Creating a Task for a Trial
from amltk.optimization import RandomSearch, Trial, RSTrialInfo
from amltk.pipeline import searchable
from amltk.scheduling import Scheduler

def poly(trial: Trial[RSTrialInfo]) -> Trial.Report[RSTrialInfo]:
    x = trial.config["x"]
    with trial.begin():
        y = (x**2 + 4*x + 3) / x
        return trial.success(cost=y)

    trial.fail()

s = searchable("parameters", space={"x": (-10.0, 10.0)})
space = s.space()

random_search = RandomSearch(space=space, seed=42)
scheduler = Scheduler.with_processes(1)

task = scheduler.task(poly)  # (5)!

results: list[float] = []

@scheduler.on_start  # (1)!
def launch_trial() -> None:
    trial = random_search.ask()
    task(trial)

@task.on_result  # (2)!
def tell_optimizer(report: Trial.Report) -> None:
    random_search.tell(report)

@task.on_result
def launch_another_trial(_: Trial.Report) -> None:
    trial = random_search.ask()
    task(trial)

@task.on_result  # (3)!
def save_result(report: Trial.Report) -> None:
    cost = report["cost"]
    results.append(cost)  # (4)!

scheduler.run(timeout=5)
  1. The function launch_trial() gets called when the scheduler starts, asking the optimizer for a trial and launching the task with the trial. launch_trial() gets called in the main process but task(trial) will get called in a seperate process.
  2. The function tell_optimizer gets called whenever the task returns a report. We should tell the optimizer about this report.
  3. This function save_result gets called whenever we have a successful trial.
  4. We don't store anything more than the optmimizer needs. Saving results that you wish to access later is up to you.
  5. Here we wrap the function we want to run in another process in a Task. There are other backends than processes, e.g. Clusters for which you should check out the Scheduling guide.

Now, to scale up, we trivially increase the number of initial trails launched with @scheduler.on_start and the number of processes in our Scheduler. That's it.

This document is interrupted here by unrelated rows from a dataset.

PR #780, opened 2021-03-20
607 matched region distortion check

### LINKED ISSUE #607: apply region distortion check before applying polygon approximation
If we have two matched identical images, slightly different analytics might be derived from an ellipse region due to polygon approximation on the secondary image. We should examine region distortion (by two reference vectors to see if dot product is zero (or smaller than epsilon) and length ratio is the same) and only apply polygon approximation when distortion is not negligible.

pford:
Closes #607 

Checks the region distortion before converting it to an approximate polygon.  If there is no distortion, the region is converted to the same region type in the matched image.

If the backend is started in debug mode (--verbosity 5) the log contains the results of the distortion checks, including the difference in the vector lengths ratio between the reference and matched images, and the dot product of the vectors in the matched image.

The vectors used for the checks are center->p0 and center->p1.  The ellipse uses existing code to make a 4-point polygon region in the reference ellipse for the vector points.  The rectangle uses existing code to get the reference rectangle corners (applying rotation if necessary) then calculates the midpoints for the vector points.  These points and the center point are converted to pixel coordinates in the matched image. 
ellipse_check  rectangle_check


kswang1029:
@pford do we apply the same check for rectangle region too? I will check the debug log to see what epsilon we should adopt to enable polygon approximation.

pford:
Rectangle distortion check added.

src/Region/Region.cc
```diff
@@ -388,50 +389,94 @@ casacore::LCRegion* Region::GetImageRegion(
...
+
+                // Compare converted to reference length ratio
+                double length_ratio_difference = fabs(ref_length_ratio - converted_length_ratio);
+                spdlog::debug("{} distortion check: length ratio difference={:.3e}", RegionName(region_type), length_ratio_difference);
+                if (length_ratio_difference < 1e-4) {
+                    // Passed ratio check; check dot product
+                    double converted_dot_product = (v0_delta_x * v1_delta_x) + (v0_delta_y * v1_delta_y);
+                    spdlog::debug("{} distortion check: dot product={:.3e}", RegionName(region_type), converted_dot_product);
+
+                    if (fabs(converted_dot_product) < 1e-4) {
```
kswang1029: @pford Thanks for preparing the handy debug log for testing. I have done some tests with rectangle and ellipse both unrotated and rotated and focused on the threshold of the dot product check. By experimenting the different threshold, **1e-2** (no idea why we need a larger threshold here🙈 Maybe this is due to imageA_pixel->imageA-world->imageB_world->imageB_pixel conversion errors?) works properly without any inconsistent statistics as far as I can try and see.

src/Region/Region.cc
```diff
@@ -388,50 +389,94 @@ casacore::LCRegion* Region::GetImageRegion(
...
+                auto v1_delta_y = y[1] - y[4];
+
+                auto v0_length = sqrt((v0_delta_x * v0_delta_x) + (v0_delta_y * v0_delta_y));
+                auto v1_length = sqrt((v1_delta_x * v1_delta_x) + (v1_delta_y * v1_delta_y));
+                double converted_length_ratio = v1_length / v0_length;
+
+                // Compare converted to reference length ratio
+                double length_ratio_difference = fabs(ref_length_ratio - converted_length_ratio);
+                spdlog::debug("{} distortion check: length ratio difference={:.3e}", RegionName(region_type), length_ratio_difference);
+                if (length_ratio_difference < 1e-4) {
```
kswang1029, line 440: Regarding this arbitrary 1e-4 threshold for the length ratio difference, it works fine so far. 👍  It may need quite some case studies to verify our current choice but for now I suggest we just adopt it.

kswang1029:
@pford once we update the threshold for the dot product check, I think this draft PR can turn into a formal PR. 👍

src/Region/Region.cc
pford: I suspect it is due to world->pixel conversion using wcslib wcss2p().  Working on using ast for this conversion for issue #541 .

markccchiang (approved):

confluence (approved):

from amltk.optimization import RandomSearch, Trial, RSTrialInfo
from amltk.pipeline import searchable
from amltk.scheduling import Scheduler

def poly(trial: Trial[RSTrialInfo]) -> Trial.Report[RSTrialInfo]:
    x = trial.config["x"]
    with trial.begin():
        y = (x**2 + 4*x + 3) / x
        return trial.success(cost=y)

    trial.fail()

s = searchable("parameters", space={"x": (-10.0, 10.0)})
space = s.space()

random_search = RandomSearch(space=space, seed=42)

n_workers = 4
scheduler = Scheduler.with_processes(n_workers)

task = Trial.Task(poly)

results: list[float] = []

@scheduler.on_start(repeat=n_workers)
def launch_trial() -> None:
    trial = random_search.ask()
    task(trial)

@task.on_result
def tell_optimizer(report: Trial.Report) -> None:
    random_search.tell(report)

@task.on_result
def launch_another_trial(_: Trial.Report) -> None:
    trial = random_search.ask()
    task(trial)

@task.on_result
def save_result(report: Trial.Report) -> None:
    cost = report["cost"]
    results.append(cost)

scheduler.run(timeout=5)

That concludes the main portion of our Optimization guide. AutoML-Toolkit provides a host of more useful options, such as:

  • Setting constraints on your evaluation function, such as memory, wall time and cpu time, concurrency limits and call limits. Please refer to the Scheduling guide for more information.
  • Stop the scheduler with whatever stopping criterion you wish. Please refer to the Scheduling guide for more information.
  • Optimize over complex pipelines. Please refer to the Pipeline guide for more information.
  • Using different parallelization strategies, such as Dask, Ray, Slurm, and Apache Airflow.
  • Use a whole host of more callbacks to control you system, check out the Scheduling guide for more information.
  • Run the scheduler using asyncio to allow interactivity, run as a server or other more advanced use cases.